Такой же натяжкой является и классификация этих событий как национально-освободительной борьбы на протяжении большей их части — одни местные противоборствующие в них силы воевали против других, причем, поддержки внешних сил искали и те, и другие, не раз меняя союзников и противников. Само противостояние при этом зачастую носило транснациональный характер — как уже было указано, московские и посполитские власти могли совместно противостоять великорусским и посполитским повстанцам, при этом первые привлекли для этого шведские силы, для борьбы с которыми в Россию потом был введен правительственный контингент воюющей с Швецией Речи Посполитой. Больше того, уже после овладения Москвой силами ополчения Минина и Пожарского, которое трактуется романовской историографией как «изгнание интервентов», на созванном ими Земском Соборе на русский престол совершенно легально были выдвинуты и рассматривались и иностранные претенденты: сын Сигизмунда III — Владислав, сын шведского короля Карла IX — Карл Филипп, и выдвинутый связанными с английском капиталом московитскими кругами король Англии — Яков I. Кстати, последнее совершенно не должно удивлять в силу не только укорененности английского капитала и его русского лобби, начиная с «английского царя» Ивана IV, но и той роли, которую эта партия сыграла в финансировании ополчения Минина и Пожарского.

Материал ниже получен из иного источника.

PR #1189, opened 2015-09-04
Clean null unicode

jamesgorrie:
Realised while going through some data Getty, lo and behold, adds some pretty strange info to the byline and source.

e.g.
* `Ian Waldie\u0000\u0000`
* `Getty Images\u0000\u0000\u0000\u0000\u0000\u0000\u0000\u0003\u0000\u0000\u0000\u0005\u0000\u0000\u0000\nï¿½ï¿½ï¿½ï¿½`

Superb, I'll try and find a way of searching for this and reindex on change.


theefer:
0 is the end of string char. We should review why they get included...

jamesgorrie:
Nt sure I know what you mean - will wait till you're in.

jamesgorrie:
Closing due to more investigation needed.

PR #1193, opened 2015-09-04
use bloomberg via getty as indication of coming from getty

jamesgorrie:
There seems to be quite a few uploaded by users - I think once they're downloaded from Getty or Bloomberg which don't contain Getty XMP metadata.


theefer:
:+1:

PR #1194, opened 2015-09-04
Fix bug where ure wouldn't close.

akash1810:
ng:if creates a new scope when the element is restored, use controller property instead.

related - https://github.com/guardian/grid/pull/1184


theefer:
:+1:

PR #1195, opened 2015-09-04
log on receipt of heartbeat.

akash1810:


thrall/app/lib/MessageConsumer.scala
```diff
@@ -1,28 +1,27 @@
...
-import scala.concurrent.{Future, ExecutionContext}
 import scala.concurrent.duration._
-
-import com.amazonaws.services.sqs.AmazonSQSClient
-import com.amazonaws.services.sqs.model.{Message => SQSMessage, DeleteMessageRequest, ReceiveMessageRequest}
-import org.elasticsearch.action.update.UpdateResponse
-import _root_.play.api.libs.json._
-import _root_.play.api.libs.functional.syntax._
-import akka.actor.ActorSystem
+import scala.concurrent.{ExecutionContext, Future}
```
akash1810: *sigh* intellij!

thrall/app/lib/MessageConsumer.scala
```diff
@@ -81,7 +80,7 @@ object MessageConsumer {
     }
 
   def heartbeat(msg: JsValue) = Future {
-    None
+    Logger.info("received heartbeat")
```
akash1810: this is the only change

akash1810:
I'm being stupid, this is not actually needed.

In debugging thrall on TEST I can't see any heartbeat messages being sent - that's the actual problem, rather than receipt of heartbeats.

PR #1917, opened 2016-06-01
add period to filename to add extension

akash1810:
also use es6 string interpolation

after a conversation with @NickPapacostas around image download filenames, I noticed we weren't adding a `.` character to the filename, so it never got an extension 😛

Что касается смены союзников и противников, одно из главных препятствий, которые необходимо устранить для адекватного восприятия этих событий, это их линейное восприятие. В частности, создается впечатление, что всякие русские авантюристы и смутьяны последовательно противостояли законной национальной (хоть и слабой) власти при поддержке интервентов и были таким образом их вольными или невольными пособниками. В реальности же, отец и серый кардинал будущего «законного правителя» России, приведенного к власти ополчением Минина и Пожарского — Филарет был и в лагере этих смутьянов, идеологически поддерживая их притязания в качестве назначенного ими патриарха, и в лагере «поляков», поддерживая избрание русским царем их королевича Владислава, будучи у них в плену. Напротив, движение «Лжедмитрия II» с определенного момента противостояло «польским» притязаниям, мобилизуя своих сторонников под патриотическими и антипольскими лозунгами. Равно, противостоящие вчера друг другу стороны сегодня уже могли сражаться по одну сторону, как это было с болотниковцами и московитскими боярами.

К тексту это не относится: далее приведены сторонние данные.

PR #1922, opened 2016-06-06
Gallery performance

ShaunYearStrong:
Couple of quick tweaks. The debounce works to an extent, but a better solution is still needed for people scrolling quickly through images.

### DIFF
--- a/kahuna/public/js/preview/image.js
+++ b/kahuna/public/js/preview/image.js
@@ -111,7 +111,7 @@ image.directive('uiPreviewImageLarge', ['observe$', 'inject$', 'imgops',
 
                 const optimisedImage$ = image$.flatMap((image) => {
                     return Rx.Observable.fromPromise(imgops.getFullScreenUri(image));
-                });
+                }).debounce(5);
 
                 scope.$watch(() => ctrl.image.data.id, () => {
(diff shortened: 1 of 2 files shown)


kahuna/public/js/preview/image.js
```diff
@@ -111,7 +111,7 @@ image.directive('uiPreviewImageLarge', ['observe$', 'inject$', 'imgops',
 
                 const optimisedImage$ = image$.flatMap((image) => {
                     return Rx.Observable.fromPromise(imgops.getFullScreenUri(image));
-                });
+                }).debounce(5);
```
NickPapacostas: is this 5ms? Seems a little low ^_^

ShaunYearStrong: According to [the docs](https://github.com/Reactive-Extensions/RxJS/blob/master/doc/api/core/operators/debounce.md) it is, buuuut I tried higher and it drops too many. Even at 10 it won't do they next image along. Any ideas?

NickPapacostas: none :(

kenoir:
@ShaunYearStrong this ready to be reviewed?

Так какова же было логика событий, которые фактически можно охарактеризовать как Первую незавершенную русскую революцию?

Надо признать, что у раннего Ивана IV помимо государственно-экспансионистской прослеживалась и четкая национал-революционная повестка. Иван легитимизировал свою власть не только как сакрально-династический лидер — потомок Августа, на что он упирал в полемике с Курбским, но и как харизматический вождь, имеющий мандат от народа на борьбу с его внешними и внутренними врагами. Репрессии Ивана против истеблишмента, обернувшиеся массовым террором, опустошили Россию, и роспуск им Опричнины указывает на то, что он и сам, возможно, хотел вернуть ситуацию, если не к моменту до их начала, то по крайней мере нормализовать свое правление, превратившееся в перманентное чрезвычайное положение. Но продолжил эту политику нормализации уже пришедший к власти после Ивана Борис Годунов — сперва регентом при малолетнем наследнике Дмитрие, а после его смерти (с высокой вероятностью — убийства) — царем по праву избрания, но не по праву царской крови.

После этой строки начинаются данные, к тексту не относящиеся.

PR #1926, opened 2016-06-13
Use the Apache Commons HttpClient lib in Cropper

kenoir:
... to [talk to Media API](https://github.com/guardian/grid/blob/master/cropper/app/controllers/Application.scala#L143).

Надо сказать, что политика Годунова имела двойственный характер. Если началось его правление с определенного смягчения порядков в государстве и экономической либерализации, то в последующем оно обернулось закрепощением крестьян и усилением репрессий против фрондирующих бояр. Помимо этого двумя важными обстоятельствами его правления были кризис царской легитимности и усиление церкви, которая при нем обретает свое патриаршество. С одной стороны, последнее можно считать кульминацией всей политики, фундамент которой был заложен греческой партией в Московии и лично Софией Палеолог — превращения Москвы в «Третий Рим». С другой стороны, надо понимать, что при Грозном не было никакого патриарха, зато его царская власть была бесспорной. Сам он был таким образом интегральным религиозно-политическим вождем с мистическим уклоном — модель скорее гибеллинская, но не гвельфская, и при этом обладал харизматической легитимностью вождя, опирающегося непосредственно на народ в обход элиты. И именно за это народом ему прощалось многое…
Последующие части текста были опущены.